Bayesian methods are taking the world by storm. For those of you unfamiliar with Bayesian inference, if you ever thought the idea of calculating a bunch of coin-flips in math class was silly, this is the theory for you. If someone told me that they had a string of ten straight heads, you would say, wow, that is highly unlikely, yet the framing of many introductory frequentist statistical approaches asks you to suspend your straight-forward judgement to understand calculations in the frame of multiple stochastic events. The coin flip model of frequentism doesn’t do justice to the probabilities in the world. Issues with hypothesis testing have revealed that merely disproving the null hypothesis isn’t enough to really say much. Events are often framed as random occurrences with binary outcomes. Effect sizes are ignored in favor of discussions of the absolute qualities of candidates and proposals.
I am especially interested in this in the context of public debates about Democratic nomination. There seems to be a thought among supporters of Hillary Clinton that she has a superior ability to “get things done” in parliamentary politics. Thus a vote for Clinton is preferable to a vote for longtime Senator Bernie Sanders because of the possible goods that might be possible if Clinton were both to be elected and the preferable bill passed.

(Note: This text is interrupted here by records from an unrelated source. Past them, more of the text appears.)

PR #535, opened 2020-03-19
replaced parameters to quicken scrape duration

R-Lawton:
[CSSRE-830](https://issues.redhat.com/browse/CSSRE-830.) for the observed issue in RHMI 1.x which caused intermittent scrape timeouts and hence intermittent alerts.The following fixes this in RHMI2.x https://issues.redhat.com/browse/INTLY-6406

Before: (high 3 -4)
no
After: (low 1-2)
Screenshot from 2020-03-23 11-33-36
### Prerequisite:
OSD cluster
### Verification steps:
1. Install integreatly using this branch
2. when everythngs up run the following expression in Prometheus : `scrape_duration_seconds{job="openshift-monitoring-federation"}`
3. The graph should look like the after graph above.
4. Check that the results of the following expressions are using the rhmi namespace:
`kubelet_volume_stats_used_bytes`
`kubelet_volume_stats_available_bytes`


templates/monitoring/jobs/openshift_monitoring_federation.yaml
```diff
@@ -9,7 +9,8 @@
   metrics_path: /federate
   params:
     match[]:
-    - '{{ "{" }} endpoint="https-metrics" {{ "}" }}'
+    - 'kubelet_volume_stats_used_bytes{endpoint="https-metrics",namespace=~"openshift-.*"}'
```
david-martin: @R-Lawton the namespace regex is too restrictive for on OSD4. It's fine for OSD3 where RHMI namespaces are prefixed with `openshift-`. However on OSD4 they are prefixed with `redhat-rhmi-`.
Based on that, I'd suggest this regex be changed to `redhat-rhmi-`.

@philbrookes Does that seem correct to you for any volumes we'd be interested in on OSD4?

R-Lawton: Cool ill change that and see does it change the graph

maleck13: yes the prefix in OSD is ```redhat-rhmi-*```

templates/monitoring/jobs/openshift_monitoring_federation.yaml
```diff
@@ -9,7 +9,8 @@
   metrics_path: /federate
   params:
     match[]:
-    - '{{ "{" }} endpoint="https-metrics" {{ "}" }}'
+    - 'kubelet_volume_stats_used_bytes{endpoint="https-metrics",namespace=~"redhat-rhmi-.*"}'
+    - 'kubelet_volume_stats_available_bytes{endpoint="https-metrics",namespace=~"redhat-rhmi-.*"}'
     - '{{ "{" }} service="kube-state-metrics" {{ "}" }}'
     - '{{ "{" }} service="node-exporter" {{ "}" }}'
     - '{{ "{" }} __name__=~"namespace_pod_name_container_name:.*" {{ "}" }}'
```
dimitraz: I don't think these metrics need to be federated, since as far as I know this is replaced by `node_namespace_pod_container` in newer versions of Kubernetes/Prometheus. 

If that were the case, then this line in the 3scale dashboard would also need to be updated:
https://github.com/integr8ly/integreatly-operator/blob/ace4b90437c62ad2653b793ef300d0a26f7139a2/templates/monitoring/kube_state_metrics_3scale_alerts.yaml#L131

R-Lawton: removed the unused metric

david-martin:
@alanmoran can you review for an lgtm?

alanmoran:
Assuming we've tested that `namespace_pod_name_container_name:.*` is not used. 

Otherwise /lgtm

R-Lawton:
@alanmoran namespace_pod_name_container_name:.* dosent exist anymore in osd4 its been replaced by node_namespace_pod_container:.*

PR #538, opened 2020-03-20
Fixing incorrect field type in AMQ Online CRD and types

davidffrench:
# Description
https://issues.redhat.com/browse/INTLY-6411

A change was introduced during the operator-sdk update of the integreatly-operator that modified the field type from float32 to string for AMQ Online (https://github.com/integr8ly/integreatly-operator/pull/379/files#diff-abd13f258f80f94a2c1f152e5f91c80aL53-L57). The reason this was changed was that the `operator-sdk generate crds` command using the newer controller-tools does not support floats any longer.

Changing to strings causes issues when we will go to upgrade AMQ Online to the newest version (1.4). We should not modify the CRD or types that we copy in from other operators.

The solution here since alternatives didn't work is to move the apis from dependant operators outside of pkg/api so the `operator-sdk generate crds` command will not try to generate a crd that we don't use anyway.

## Type of change

## Checklist


maleck13:
as the automated tests passed I think we are good to merge

pkg/products/amqonline/addressspaceplans.go
```diff
@@ -118,9 +118,9 @@ func GetDefaultAddressSpacePlans(ns string) []*v1beta2.AddressSpacePlan {
 				LongDescription:  "Messaging infrastructure based on Apache Qpid Dispatch Router and Apache ActiveMQ Artemis and MQTT support. This plan allows an unlimited number of routers (minimum 2) and brokers, and is suitable for applications where you do not want to impose any restrictions.",
 				AddressSpaceType: "standard",
 				ResourceLimits: v1beta2.AddressSpacePlanResourceLimits{
-					Broker:    "10000.0",
-					Router:    "10000.0",
-					Aggregate: "10000.0",
+					Broker:    10000.0,
+					Router:    1000.0,
```
maleck13: I notice this changed from 10000 to 1000 any concern with that? I assume we just copied this in

davidffrench: Good spotting @maleck13 . Will create a PR to fix this now

davidffrench: PR up now - https://github.com/integr8ly/integreatly-operator/pull/539

PR #534, opened 2020-03-19
[WIP] INTLY-5434 - CRUDL an Address/Address Space as a user in the rhmi-developer group

b1zzu:
# Description

## Type of change

- [ ] Bug fix (non-breaking change which fixes an issue)
- [ ] New feature (non-breaking change which adds functionality)
- [ ] Breaking change (fix or feature that would cause existing functionality to not work as expected)

## Checklist
- [ ] This change requires a documentation update 
- [ ] I have added tests that prove my fix is effective or that my feature works
- [ ] Verified independently on a cluster by reviewer

PR #540, opened 2020-03-23
Intly 5439 - Fuse e2e tests

pb82:
Tests that a rhmi-developer user can log into fuse and interact with the API (create an integration). This requires login through the OAuth proxy.

Tests that as dedicated-admin user can log into 3scale and interact with the API (create a product). This requires to login to OpenShift and 3Scale separately.

This PR is based on the work from @ciaranRoche  (https://github.com/integr8ly/integreatly-operator/pull/510) and @b1zzu (https://github.com/integr8ly/integreatly-operator/pull/534)


test/resources/oauth_proxy_auth.go
```diff
@@ -0,0 +1,250 @@
+package resources
```
pb82: @b1zzu I've put your code for oauth proxy authentication into this file, it should work with all product host URLs. I've added a step for permissions approval on first logins.

jjaferson:
/lgtm  

I have tested the PR on my cluster setting up testing IDP manually. 

The reason e2e test is falling is because it's missing the creation of testing IDP which is addressed [here INTLY-6418](https://issues.redhat.com/browse/INTLY-6418).

test/resources/oauth_proxy_auth.go
```diff
@@ -0,0 +1,250 @@
...
+		return nil, errorWithResponseDump(response, fmt.Errorf("the request to %s failed with code %d", u, response.StatusCode))
+	}
+
+	document, err = parseResponse(response)
+	if err != nil {
+		return nil, err
+	}
+
+	// find the form for the approval
+	form = document.Find("form")
```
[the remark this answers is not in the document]
pb82: I removed this because the URL is different when you get the approval form. But I can add that check after the approval (or if no approval is needed).

test/common/fuse_crudl.go
```diff
@@ -0,0 +1,94 @@
...
+	// Get the fuse host url from the rhmi status
+	fuseHost := rhmi.Status.Stages[v1alpha1.ProductsStage].Products[v1alpha1.ProductFuse].Host
+
+	err = loginOpenshift(ctx, masterURL, fuseLoginUser, fuseLoginPassword, rhmi.Spec.NamespacePrefix)
+	if err != nil {
+		t.Fatalf("error logging into openshift: %v", err)
+	}
+
+	// Get a client that authenticated to fuse via oauth
+	authenticatedFuseClient, err := resources.ProxyOAuth(ctx.HttpClient, fuseHost, fuseLoginUser, DefaultPassword)
```
ciaranRoche, line 53: Do we need to do this full ProxyOAuth flow, if we have already logged the user in via Openshift, if we use the httpClient we can go directly to the syndesis endpoint and select `testing-idp`, we can skip going to `/oauth/start`

pb82: It looks like I still need to select the testing-idp, fetch the form and submit username and password. Hitting the syndesis url directly instead of oauth/start doesn't seem to work.

PR #543, opened 2020-03-23
fix: update test image release process

psturc:
# Description
Update readme - add test image release process


mikenairn:
@psturc This seems out of date, can it be closed?

psturc:
@mikenairn ah yes, definitely, thanks

PR #549, opened 2020-03-24
Fix replicas not reporting on test failure

davidffrench:
# Description
https://issues.redhat.com/browse/INTLY-6434

The common tests are not reporting the replica count of workloads on failure. Changing to use the correct type conversion

## Type of change

## Checklist

### DIFF
--- a/test/common/deployment_types.go
+++ b/test/common/deployment_types.go
@@ -205,22 +205,22 @@ func TestDeploymentExpectedReplicas(t *testing.T, ctx *TestingContext) {
 			}
 
 			if deployment.Status.Replicas != product.ExpectedReplicas {
-				t.Errorf("Deployment %s in namespace %s doens't match the number of expected replicas %s/%s",
+				t.Errorf("Deployment %s in namespace %s doesn't match the number of expected replicas. Replicas: %v / Expected Replicas: %v",
 					product.Name,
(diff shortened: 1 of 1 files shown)


test/common/deployment_types.go
```diff
@@ -205,22 +206,22 @@ func TestDeploymentExpectedReplicas(t *testing.T, ctx *TestingContext) {
...
 
 			// Verify that the expected replicas are also available, means they are up and running and consumable by users
 			if deployment.Status.AvailableReplicas != product.ExpectedReplicas {
-				t.Errorf("Deployment %s in namespace %s doens't match the number of expected available replicas %s/%s",
+				t.Errorf("Deployment %s in namespace %s doesn't match the number of expected available replicas. Available Replicas: %s / Expected Replicas: %s",
 					product.Name,
 					namespace.Name,
-					string(deployment.Status.AvailableReplicas),
-					string(product.ExpectedReplicas),
+					strconv.Itoa(int(deployment.Status.AvailableReplicas)),
```
pb82: @davidffrench using `%v` instead of `%s` and then not casting the avaible and expected replicas to strings also works

davidffrench: Thanks @pb82 . Much cleaner. Updated now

To evaluate the actual effect size we would need some conception of the posterior probability of the event (let’s call it the Jobs Bill) without a Clinton election. What factors structure our calculation? Control of Congress, current economic conditions, the alternative to Clinton as President. If we assume then that the most likely scenario is that Clinton wins the Presidency and the Democrats take the Senate while the Republicans hold the House, the chance to pass the jobs bill is near zero. Unless there is some Frank Underwoodesque level of manipulation happening, there is no meaningful difference in the probability of legislation passage between the candidates.
Doesn’t this explain why the second season of House of Cards becomes less satisfying? The underlying dynamic of the show was that some unethical subterfuge could adjust effect sizes, now Frank can create entire new worlds of probability from whole cloth.
If we take a broader view of the network of people that pass legislation it becomes clear that there are far more important factors controlling effect size than the President, controlling for the party of that President, of course. This harkens back to the idea of uniqueness in policy debate. This idea mainly is used in the discussion of disadvantages to affirmative policy proposals. In order for a disadvantage to be unique, a team must establish the posterior probability both of the sequence of events that is likely to cause a negative impact and the probability of that impact. Historically, policy debaters have been willing to take a model of probability that over-emphasizes the effect size of the proposal at hand. Much like in our consideration of the probability change between Clinton and Sanders, it is important for the analysis of policy to understand the ways in which policy calculations can be come silly if we fail to map the probabilities of events in a meaningfully. This is why calculations that include nuclear war are so common in policy debate, even as effect sizes retreat toward zero and events have near zero impacts on posterior probabilities. It is possible of course, that a single Federal sex education policy might cause waves of centralization in the United States that will be taken as a political model in a distant country that causes ethnic conflict. It seems much more likely that at each step the relatively small effect size should be effectively mapped. Real policy making is increasingly turning toward better mathematics.
Why shouldn’t we care so much about our ideas that we exaggerate them? As we allow the arbitrage of effect sizes agency begins to hypertrophy. Fetishistically things that are inevitable and arbitrary and hard seem to become simple, the solution to many problems and cause of others is attributed to the powerful agent. Isn’t this one of the biggest problems with the liberal policy making establishment today? All too often ostensibly progressive politicians are willing to accede to the plans of rich people on the basis of their wealth and success, their personalties match the visage of the hyper-agental figures that politics so desires. More melodrama. Less impact.
So no, except in some very specific scenarios the choice between democratic presidential candidates doesn’t effect the probability of legislation passage, unless we are willing to understand those probabilities as ontological qualities of the candidates themselves. Policy falls away at that point, this is melodramatic posturing.